To solve the system, an object of the class must be created.
Then an appropriate Algorithm object is created and applied to the object. In this example the main() routine is in the same file as the system definition. The system object is created as are two algorithms appropriate for solving a System. In particular, they are derived from NonLinearSystem, which is analogous to GradientBased family of optimizers. The variables alg1 and alg2 are re-used to store these methods. As with optimization, the objective is sent as the only argument to the algorithm that will work on it. Multiple algorithms and systems (including nested ones) can be created, but by sending the system to the algorithm at creation a 1-system for each method mapping is ensured. (However, the same system can be sent to multiple algorithms, so 1-or-more methods for each system.)

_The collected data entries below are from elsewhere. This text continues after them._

PR #285, opened 2020-07-31
SNO-163-install-graphviz

caseylitton:
Quick fix for adding the svg back in and checking if dot was installed.

See encd ticket:
https://github.com/ENCODE-DCC/encoded/pull/3460

### DIFF
--- a/src/snovault/schema_graph.py
+++ b/src/snovault/schema_graph.py
@@ -1,15 +1,23 @@
+import logging
+
+from subprocess import (
+    Popen,
+    PIPE,
+    call as subprocess_call
+)
+
 from collections import defaultdict
 from past.builtins import basestring
 from pyramid.response import Response
 from pyramid.view import view_config
-from subprocess import Popen, PIPE
 from xml.sax.saxutils import quoteattr, escape
 from snovault import TYPES
 
+log = logging.getLogger(__name__)
 
 def includeme(config):
-    config.add_route('graph_dot', '/profiles/graph.dot')
     config.add_route('graph_svg', '/profiles/graph.svg')
+    config.add_route('graph_dot', '/profiles/graph.dot')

ToggleParameterConstraint() is explained elsewhere and is optional, but seems to improve performance in this case.
Iterate()
To apply the algorithm to its objective call NonLinearSystem::Iterate() The example shows that after iterating the parameter values are left at their final values and subsequent iterations start there. This can be changed by calling Encode() and sending a new vector to start out or (in this example) ReInitialize() to the hard-coded values.